Le film n’a aucun flash-back, à une exception près : la scène de dispute. Justine Triet justifie ce choix : "L’absence de flash-back était une volonté dès le départ. Je n’aime pas ça dans les films, et surtout je voulais que la parole soit au centre, qu’elle assume tout, qu’elle envahisse tout. C’est comme ça que fonctionne un procès : la vérité échappe, il y a un énorme vide et on n’a que la parole pour le combler. Les seules exceptions qu’on s’est autorisées, elles passent par un travail de son."
Antoine Reinartz incarne l'avocat général. Justine Triet l'a choisi pour la modernité qu’il donnait au personnage : "Il amène de l’altérité dans le film, il fait rentrer le monde contemporain et ça casse la solennité poussiéreuse du procès… Il joue en quelque sorte le méchant, mais un méchant très séduisant, retors, flamboyant. Il parle à la place du mort et doit rendre ce dernier, qu’on ne voit pratiquement jamais, attachant, nous faire saisir, comme aux jurés, que cet homme mérite d’être défendu. Antoine apporte une dimension d’arène au tribunal, la violence civilisée du parquet.
Dans la peau de l'avocat de l'accusée, Swann Arlaud joue un personnage assez fragile et sur la défensive : "Je ne voulais pas de combat de coq entre eux. Vincent n’est pas un virtuose du barreau, il est bon mais pas idéalisé. Swann amène une subtilité de jeu, une appréhension, du fait qu’il connait sa cliente, il se sent du coup plus en danger. Je trouvais intéressant qu’il soit en quelque sorte un double de Samuel, que les deux se ressemblent un peu.
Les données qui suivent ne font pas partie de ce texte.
PR #1350, opened 2019-08-26
Streamline projects on team details page

msorens:

Initially I started to replace the sequence of GetProject (singular) calls
with just one GetProjects (plural) call, to reduce overhead and simplify the code.
Part way through that, though, I realized we do not even need GetProjects;
we already have enough project details from the global projects filter.

So this streamlines the team details code based on the above,
and adds some tests to show it is working.

image

Also addresses one UX issue:
If someone else deleted a project but the user has not refreshed the browser
lately, the global projects filter will still update periodically, but opening
team details looks like this, and the spinner remains indefinitely. Those projects are reporting errors because they are not amongst those in the current list (see above image).

image

Now, those deleted projects are automatically pruned from the team upon opening the details page.

PR - #1260 Update projects for a team

### :+1: Definition of Done

Everything still works, but faster.

Rebuild automate-ui
Go to Settings >> Teams >> <team> >> Details
Observe that the projects dropdown correctly populates and retains memory
of the projects belonging to the team.

### DIFF
--- a/components/automate-ui/src/app/pages/team-details/team-details.component.spec.ts
+++ b/components/automate-ui/src/app/pages/team-details/team-details.component.spec.ts
@@ -24,8 +24,6 @@ import {
   projectEntityReducer,
   ProjectEntityInitialState
 } from 'app/entities/projects/project.reducer';
-import { GetProjects, GetProjectsSuccess } from 'app/entities/projects/project.actions';
-import { Project } from 'app/entities/projects/project.model';
 import {
   userEntityReducer,
   UserEntityInitialState
@@ -179,7 +177,6 @@ describe('TeamDetailsComponent', () => {
       const version: IamVersionResponse = { version: { major: major, minor: 'v0' } };
       store.dispatch(new GetIamVersionSuccess(version));
 
-      expect(store.dispatch).toHaveBeenCalledWith(new GetProjects());
       expect(store.dispatch).toHaveBeenCalledWith(new GetUsers());
       expect(store.dispatch).toHaveBeenCalledWith(new GetTeamUsers({ id: targetId }));
     });
@@ -197,7 +194,7 @@ describe('TeamDetailsComponent', () => {
       expect(component.projects[p.value]).toBeTruthy();
       expect(component.projects[p.value].checked).toEqual(false);
     });
-    // But team's projects are still empty at this point!
+    // But team's projects are still empty at this point
     expect(component.team.projects.length).toEqual(0);
   });
 
@@ -218,23 +215,6 @@ describe('TeamDetailsComponent', () => {
     ];
     store.dispatch(new LoadOptionsSuccess({ fetched: projectOptionList, restored: [] }));
 
-    // That initializes the list for the team projects dropdown, all unchecked
-    expect(Object.keys(component.projects))
-      .toEqual(jasmine.arrayWithExactContents(projectOptionList.map(p => p.value)));
-    Object.keys(component.projects).forEach(id => {
-      expect(component.projects[id].checked).toEqual(false);
-    });
-
-    // Team details initiates GetProjects to fetch a hydrated list of projects
-    const projectList = [
-      genProject('a-proj'),
-      genProject('b-proj'),
-      genProject('c-proj'),
-      genProject('d-proj')
-    ];
-    store.dispatch(new GetProjectsSuccess({ projects: projectList }));
-
-    // And that is used to set checked true for any projects that the team already includes
     projectOptionList.forEach(p => {
       expect(component.projects[p.value].checked).toEqual(teamProjects.includes(p.value));
     });
@@ -341,15 +321,5 @@ describe('TeamDetailsComponent', () => {
       value: value ? value : label
     };
   }
-
-function genProject(id: string): Project {
-  return {
-    id,
-    status: 'NO_RULES', // unused
-    name: id, // unused
-    type: 'CUSTOM' // unused
-  };
-}
-
 
 });
--- a/components/automate-ui/src/app/pages/team-details/team-details.component.spec.ts
+++ b/components/automate-ui/src/app/pages/team-details/team-details.component.spec.ts
@@ -182,22 +182,6 @@ describe('TeamDetailsComponent', () => {
     });
   });
 
-  it('initializes dropdown with all assignable projects, each unchecked', () => {
-    const projectOptionList = [
-      genProjectOption('a-proj'),
-      genProjectOption('b-proj'),
-      genProjectOption('c-proj'),
-      genProjectOption('d-proj')
-    ];
-    store.dispatch(new LoadOptionsSuccess({ fetched: projectOptionList, restored: [] }));
-    projectOptionList.forEach(p => {
-      expect(component.projects[p.value]).toBeTruthy();
-      expect(component.projects[p.value].checked).toEqual(false);
-    });
-    // But team's projects are still empty at this point
-    expect(component.team.projects.length).toEqual(0);
-  });
-
   it('initializes dropdown with those included on the team checked', () => {
     const teamProjects = ['b-proj', 'd-proj'];
     const team: Team = { id: targetId, guid: 'any', name: 'any', projects: teamProjects };
--- a/components/automate-ui/src/app/pages/team-details/team-details.component.spec.ts
+++ b/components/automate-ui/src/app/pages/team-details/team-details.component.spec.ts
@@ -7,43 +7,54 @@ import { MockComponent } from 'ng2-mock-component';
 import { StoreModule, Store } from '@ngrx/store';
 
 import { NgrxStateAtom } from 'app/ngrx.reducers';
+import { using } from 'app/testing/spec-helpers';
+import {
+  projectsFilterReducer,
+  projectsFilterInitialState,
+  ProjectsFilterOption
+} from 'app/services/projects-filter/projects-filter.reducer';
+import { LoadOptionsSuccess } from 'app/services/projects-filter/projects-filter.actions';
 import {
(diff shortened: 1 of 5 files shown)


components/automate-ui/src/app/pages/team-details/team-details.component.ts
```diff
@@ -233,29 +218,6 @@ export class TeamDetailsComponent implements OnInit, OnDestroy {
...
           });
       });
-
-    // we keep a list of all projects that were left in the team
-    // to know if we are fully loaded yet or not.
-    combineLatest([
-      this.store.select(getProjectStatus),
-      this.store.select(projectEntities)])
-      .pipe(filter(([status, _]: [EntityStatus, ProjectCheckedMap]) =>
-          status === EntityStatus.loadingSuccess),
```
msorens: This was actually a race condition, of sorts, too. We sent off requests for several projects--but they all use the same slot in the store for setting their returned status. Thus, we got someone's success, but don't know for whom!

components/automate-ui/src/app/pages/team-details/team-details.component.spec.ts
```diff
@@ -254,5 +312,14 @@ describe('TeamDetailsComponent', () => {
       });
     });
   });
-});
 
+  function genProjectOption(
+    label: string, checked?: boolean, value?: string): ProjectsFilterOption {
+    return <ProjectsFilterOption>{
+      label: label,
+      checked: checked === undefined ? false : checked,
```
srenatus: [style] same as `!!checked`, isn't it? But I guess that's more a ruby idiom than it is a JS/TS one...? 🤔

components/automate-ui/src/app/pages/team-details/team-details.component.spec.ts
```diff
@@ -254,5 +312,14 @@ describe('TeamDetailsComponent', () => {
       });
     });
   });
-});
 
+  function genProjectOption(
+    label: string, checked?: boolean, value?: string): ProjectsFilterOption {
+    return <ProjectsFilterOption>{
+      label: label,
```
srenatus: [nit] 
```suggestion
      label,
```

components/automate-ui/src/app/pages/team-details/team-details.component.spec.ts
```diff
@@ -254,5 +312,14 @@ describe('TeamDetailsComponent', () => {
       });
     });
   });
-});
 
+  function genProjectOption(
+    label: string, checked?: boolean, value?: string): ProjectsFilterOption {
+    return <ProjectsFilterOption>{
```
srenatus: ❓ Do we need the cast? Doesn't TS check that we return something that's valid, as declared in line 317?

components/automate-ui/src/app/pages/team-details/team-details.component.ts
```diff
@@ -148,19 +137,15 @@ export class TeamDetailsComponent implements OnInit, OnDestroy {
...
-          }
-        });
+        // compiles a list of all available projects
+        assignable
+          // don't override projects that were already part of the team
+          .filter(p => !this.projects[p.value])
+          .forEach(({ value: id, label: name, type: stringType }) => {
+            const type = <IAMType>stringType;
+            // type and status are unused
+            this.projects[id] = { id, name, type, status: 'NO_RULES', checked: false };
```
srenatus: [nit] The extra const seems superfluous, we could do
```suggestion
            this.projects[id] = { id, name, type: <IAMType>type, status: 'NO_RULES', checked: false };
```
...but it's also not hurting 😉

components/automate-ui/src/app/pages/team-details/team-details.component.ts
```diff
@@ -265,9 +227,13 @@ export class TeamDetailsComponent implements OnInit, OnDestroy {
...
     this.team = team;
-    this.team.projects.forEach(pID => {
-      this.teamProjectsLeftToFetch.push(pID);
-      this.store.dispatch(new GetProject({ id: pID }));
+    this.team.projects.forEach(id => {
+      if (this.projects[id]) {
+        this.projects[id].checked = true;
+      } else {
+        // type and status are unused
+        this.projects[id] = { id, name, type: 'CUSTOM', status: 'NO_RULES', checked: true };
```
srenatus: 🔍 where does `name` get defined here? I really don't see it. Weird.

components/automate-ui/src/app/pages/team-details/team-details.component.ts
```diff
@@ -333,8 +299,6 @@ export class TeamDetailsComponent implements OnInit, OnDestroy {
   }
 
   dropdownDisabled(): boolean {
-    return Object.values(this.projects).length === 0 ||
-      this.teamProjectsLeftToFetch.length !== 0 ||
-      this.saving;
+    return Object.values(this.projects).length === 0 || this.saving;
```
srenatus: ❓ I am aware that this was copied, but -- isn't there a more obvious way to check if `this.projects` is `{}`? That, to me, seems like the only wayt that `Object.values(this.projects).length` could be `0`. 🤔

components/automate-ui/src/app/pages/team-details/team-details.component.ts
```diff
@@ -135,38 +138,39 @@ export class TeamDetailsComponent implements OnInit, OnDestroy {
...
+      takeUntil(this.isDestroyed),
+      map(([assignable, pStatus, v1Team, v2Team, major]:
+        [ProjectsFilterOption[], EntityStatus, Team, Team, IAMMajorVersion]) => {
+        this.isMajorV1 = major === 'v1';
+        return [assignable, pStatus, (this.isMajorV1 ? v1Team : v2Team)];
+      }),
+      filter(([_assignable, pStatus, team]:
+        [ProjectsFilterOption[], EntityStatus, Team]) =>
+        pStatus !== EntityStatus.loading && !!team
+      ),
```
srenatus: [nit] I find this a little hard to read. I guess I'd put the types on the same line -- just a matter of preference, though 😄

components/automate-ui/src/app/pages/team-details/team-details.component.ts
```diff
@@ -135,38 +138,39 @@ export class TeamDetailsComponent implements OnInit, OnDestroy {
...
+      map(([assignable, _pStatus, team]) => {
```
srenatus: ❓ Why do we not need a type here?

components/automate-ui/src/app/pages/team-details/team-details.component.ts
```diff
@@ -135,38 +138,39 @@ export class TeamDetailsComponent implements OnInit, OnDestroy {
...
+      this.store.select(optionsLoadingStatus),
+      this.store.select(v1TeamFromRoute),
+      this.store.select(v2TeamFromRoute),
+      this.store.select(iamMajorVersion)
+    ]).pipe(
+      takeUntil(this.isDestroyed),
+      map(([assignable, pStatus, v1Team, v2Team, major]:
+        [ProjectsFilterOption[], EntityStatus, Team, Team, IAMMajorVersion]) => {
+        this.isMajorV1 = major === 'v1';
+        return [assignable, pStatus, (this.isMajorV1 ? v1Team : v2Team)];
```
srenatus: 🤔 If we used an object (and an interface) here, we could reduce the duplications a bit, I think...like this:
```typescript
map(([assignable, pStatus, v1Team, v2Team, major]: [ProjectsFilterOption[], EntityStatus, Team, Team, IAMMajorVersion]) => {
    this.isMajorV1 = major === 'v1';
    return { assignable, pStatus, team: (this.isMajorV1 ? v1Team : v2Team) };
}),
filter({ pStatus } => pStatus !== EntityStatus.loading), // ignore while loading
filter({ team }) => !!team), // ignore while undefined
map({ assignable, team) => {
  this.team = team;
  assignable.forEach(...)
})
```
(I've omitted the interface, I think we'd want a type there somewhere...) -- Not sure if this is better, just pointing out an alternative (which I haven't tested ⚠️)

components/automate-ui/src/app/pages/team-details/team-details.component.ts
```diff
@@ -135,38 +138,39 @@ export class TeamDetailsComponent implements OnInit, OnDestroy {
...
-          this.store.select(v2TeamFromRoute)
-            .pipe(filter(identity), takeUntil(this.isDestroyed))
-            .subscribe(this.getTeamDependentData.bind(this));
-        }
-      });
+        this.updateNameForm.controls.name.setValue(this.team.name);
+        this.store.dispatch(new GetTeamUsers({ id: this.teamId }));
+        this.store.dispatch(new GetUsers());
+      }))
+      .subscribe();
```
srenatus: Uhm... couldn't we do the last `map()`'s contents in the `subscribe()`? This looks a bit odd 😉 but it might just be me.

components/automate-ui/src/app/pages/team-details/team-details.component.ts
```diff
@@ -146,42 +138,39 @@ export class TeamDetailsComponent implements OnInit, OnDestroy {
...
+      filter(([_assignable, pStatus, team]:
+        [ProjectsFilterOption[], EntityStatus, Team]) =>
+        pStatus !== EntityStatus.loading && !!team
+      ),
+      map(([assignable, _pStatus, team]) => {
+        this.team = team;
+
+        assignable
+          .forEach(({ value: id, label: name, type: stringType }) => {
+            const type = <IAMType>stringType;
```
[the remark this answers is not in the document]
srenatus: because that's not the type of `stringType`, it's string 😉 We'll have to do some kind of casting, or, maybe better yet, create a type guard for the string => IAMType conversion 🤔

On comprend que Sandra et lui se sont connus il y a des années, et qu’il y a entre eux quelque chose de pas totalement éteint", note la cinéaste.
Lorsqu'elle a reçu la tant convoitée Palme d'Or au Festival de Cannes 2023, Justine Triet a prononcé un discours particulièrement critique sur le gouvernement Macron : en ce qui concerne sa politique culturelle qu'il met à mal via un néo-libéralisme poussé à l'extrême, mais aussi en clamant son admiration pour la contestation de la réforme des retraites ("réprimé de façon choquante" selon ses propres dires). La ministre de la culture Rima Abdul Malak a dit dans la foulée être "estomaquée", tout en dénonçant un discours "ingrat et injuste", flirtant avec l'extrême gauche.